◆ Task requirements:
For the data below, count the lines that have the string "Vagabond" and state that number by itself.

Stored data entries
((
PR #1277, opened 2022-03-07
Work-around that hackney doesn't send a message on timeouts when async

Vagabond:


jadeallenx (approved):
Would prefer as a macro or adding a comment

PR #1280, opened 2022-03-11
Jc/snapshot grab stream file

joecaswell:
Stream snapshot data when server from a file


src/handlers/blockchain_snapshot_handler.erl
```diff
@@ -121,3 +121,40 @@ handle_data(server, Data, #state{chain = Chain} = State) ->
 handle_info(_Type, _Msg, State) ->
     lager:info("unhandled message ~p ~p", [_Type, _Msg]),
     {noreply, State}.
+
+%% ------------------------------------------------------------------
+%% internal functions
+%% ------------------------------------------------------------------
+
+% convert integer to varint encoding for protocol buffer
```
Vagabond, line 129: We have a varint library in the dep tree, I think its called `small_ints` or something

src/handlers/blockchain_snapshot_handler.erl
```diff
@@ -121,3 +121,40 @@ handle_data(server, Data, #state{chain = Chain} = State) ->
...
+            fun() ->
+                    {mk_file_stream_fun(File), Data}
+            end;
+        eof ->
+            file:close(File),
+            fun() -> ok end
+    end;
+mk_file_stream_fun(FileName) ->
+    {ok, #file_info{size = Bytes}} = file:read_file_info(FileName),
+    {ok, File} = file:open(FileName, [read, binary]),
```
Vagabond, line 149: Would suggest `raw` mode here for performance reasons

src/handlers/blockchain_snapshot_handler.erl
joecaswell: TIL

src/handlers/blockchain_snapshot_handler.erl
joecaswell: Done

PR #1281, opened 2022-03-15
Jc/sync final flag

### LINKED ISSUE #1273: When sending final block sync bundle, indicate if the last batch of blocks is 'final'
Currently the block sender does not indicate if the final batch of blocks sent is all the block the far end has. Adding a flag to the protocol and having the client check for that to inform further sync behaviour would be useful. Currently the node waits for a new block hash gossip to try to sync again, which may take several minutes.

joecaswell:
Add a flag to indicate the final batch of blocks in a sync, client skips eager gossip for non-final batch.  Fixes #1273 Depends on helium/proto#125


joecaswell:
This has commits from 2 different PRs, need to rebase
))
◆ Answer box:
3